If you are familiar with enterprise IT, you know the massive shift that occurred when migrating from “On-Premise” data centers to the Cloud.

  • With traditional on-premise infrastructure, a company had to buy expensive physical servers to handle peak loads. Whether those servers were running at 100% capacity or sitting idle over the weekend, the enterprise paid the same massive fixed cost.
  • Cloud computing introduced the On Demand and Serverless model. Companies stopped paying for idle hardware and began paying only for the exact milliseconds of compute they actually consumed.
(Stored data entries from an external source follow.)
PR #1574, opened 2026-06-30
Enable unacceptable language check

snprajwal:
The soundness check suite provides an unacceptable language check. This was previously disabled due to the default list containing a number of words that DocC uses in various places in a non-offensive and contextually appropriate manner. This patch enables this check and restricts the list of words to the ones checked by DocC's own unacceptable language check. It also updates DocC's check to identify usage of the word "master".

### DIFF
--- a/.github/workflows/pull_request.yml
+++ b/.github/workflows/pull_request.yml
@@ -35,9 +35,10 @@ jobs:
       license_header_check_project_name: "Swift"
       # The license header check is disabled as it requires a large number of changes.
       license_header_check_enabled: false
-      # The unacceptable language check is disabled due to conflict with
-      # DocC's own unacceptable language check tests.
-      unacceptable_language_check_enabled: false
+      # There are some words in typical programming jargon that are a part of the default list.
+      # The list of words checked by this job is restricted below to prevent raising issues for
+      # words that are contextually acceptable to use in this repository.
+      unacceptable_language_check_word_list: "blacklist whitelist slave master"  # ignore-unacceptable-language
       # The format check is disabled as this project does not conform to swift-format.
       # More discussion is needed before enabling this check.
       format_check_enabled: false
--- a/.unacceptablelanguageignore
+++ b/.unacceptablelanguageignore
@@ -1,0 +1,2 @@
+Sources/SwiftDocC/Checker/Checkers/NonInclusiveLanguageChecker.swift
+Tests/SwiftDocCTests/Checker/Checkers/NonInclusiveLanguageCheckerTests.swift
--- a/Dockerfile
+++ b/Dockerfile
@@ -9,7 +9,7 @@
 FROM swift:5.9-focal
 
 # Set up the current build user in the same way done in the Swift.org CI system: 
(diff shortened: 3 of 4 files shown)


.github/workflows/pull_request.yml
```diff
@@ -35,9 +35,10 @@ jobs:
       license_header_check_project_name: "Swift"
       # The license header check is disabled as it requires a large number of changes.
       license_header_check_enabled: false
-      # The unacceptable language check is disabled due to conflict with
-      # DocC's own unacceptable language check tests.
-      unacceptable_language_check_enabled: false
+      # There are some words in typical programming jargon that are a part of the default list.
+      # The list of words checked by this job is restricted below to prevent raising issues for
+      # words that are contextually acceptable to use in this repository.
+      unacceptable_language_check_word_list: "blacklist whitelist slave master"  # ignore-unacceptable-language
```
d-ronnqvist, line 41: We currently check for this unacceptable non-inclusive language in [the `bin/check-source` script](https://github.com/swiftlang/swift-docc/blob/main/bin/check-source#L24-L38). 

Is the plan for this check to replace that in the long run?

d-ronnqvist: Do you know if this is adding to the default list or overriding the default list of unacceptable language?

Also, out of curiosity; do you know what the default list of unacceptable language is? (I'm wondering if it has more terms that we could also check for)

QuietMisdreavus: The default list is set [in the `swiftlang/github-workflows` configuration](https://github.com/swiftlang/github-workflows/blob/07936268efedce0a6650c75a00150b820f53f384/.github/workflows/soundness.yml#L77):

```yaml
unacceptable_language_check_word_list:
  type: string
  description: "List of unacceptable words. Defaults to a sensible list of words."
  default: "blacklist whitelist slave master sane sanity insane insanity kill killed killing hang hung hanged hanging"  # ignore-unacceptable-language

```

Going from how i understand the workflow definitions to operate, setting this configuration value replaces the default word list instead of adding to it.

As for whether it should replace the non-inclusive language check in `bin/check-source`, i think it serves the same purpose as far as CI is concerned, but the script itself is hosted in another repo. I feel like if we want people to be able to check for it locally we should have an equivalent check.

snprajwal: As Vera mentioned, it overrides the default. Our script performs an unacceptable language check and header validation, both of which are present in the soundness check on CI. It would be nice to move to the org-wide checks instead of our own script, but I haven't thought about how the local workflow is impacted. AFAIK, it's mostly trivial to spin up the CI job locally via a container, so maybe we can repurpose the existing script to do that instead and remove any custom logic there once we start using the CI checks properly (the header checks are still disabled at the moment)

d-ronnqvist: I see. In that case I think it makes sense to keep the non-inclusive language check in `bin/check-source` to support local workflows, at least for this PR. That said, we haven't had many issues with non-inclusive language so it might be fine for such issues to not be surfaced before opening the PR. Still, that's something we can revisit for a later PR.

d-ronnqvist (approved):

snprajwal:
@swift-ci test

You can think of GenAI doing exactly this to human cognition in the context of corporate operating model. Right now, much of the corporate world operates on “On-Premise Cognition”. Companies maintain large teams to handle baseline operational tasks. They pay a fixed cost (salaries, benefits, office space) regardless of whether those teams are actively solving complex strategic problems or just formatting weekly status reports.

GenAI introduces “Serverless Cognition.” Instead of carrying a heavy fixed cost for routine, repetitive tasks, companies can call upon an AI agent to execute a workflow—such as translating legacy code, QA testing, or analyzing a spreadsheet—and they only pay for the API call. This elasticity allows an organization to scale its intellectual output up or down instantly, radically lowering the baseline cost of running a business.

Where Abundance Hits First

This economic shift may not happen everywhere all at once. It may start with transforming “bits” (digital goods) post which slowly transform other areas including transforming the “atoms” (physical space). We can already see a first wave of cost deflation happening in digital-first environments today:

  • Software Engineering: The generation of boilerplate code, unit tests, and routine debugging is becoming near-free. This does not replace engineers; it acts as a massive multiplier. A small, focused team can now output the volume of a traditional enterprise-scale engineering department.
  • First-Line Knowledge Work: Routine data synthesis—like summarizing customer calls, pulling insights from massive HR databases, or categorizing IT support tickets—is shifting from a human bottleneck to an instant, automated background process.
  • Digital Media & Communications: The cost to produce highly personalized text, training materials, and internal communications is plummeting, allowing organizations to provide tailored information at scale.

The engine of abundance is ultimately about unblocking bottlenecks that can help use cognition and knowledge for better use. When the cost to draft, code, and synthesize approaches zero, teams are freed from administrative drag, allowing them to focus entirely on strategy, architecture, and high-level problem solving.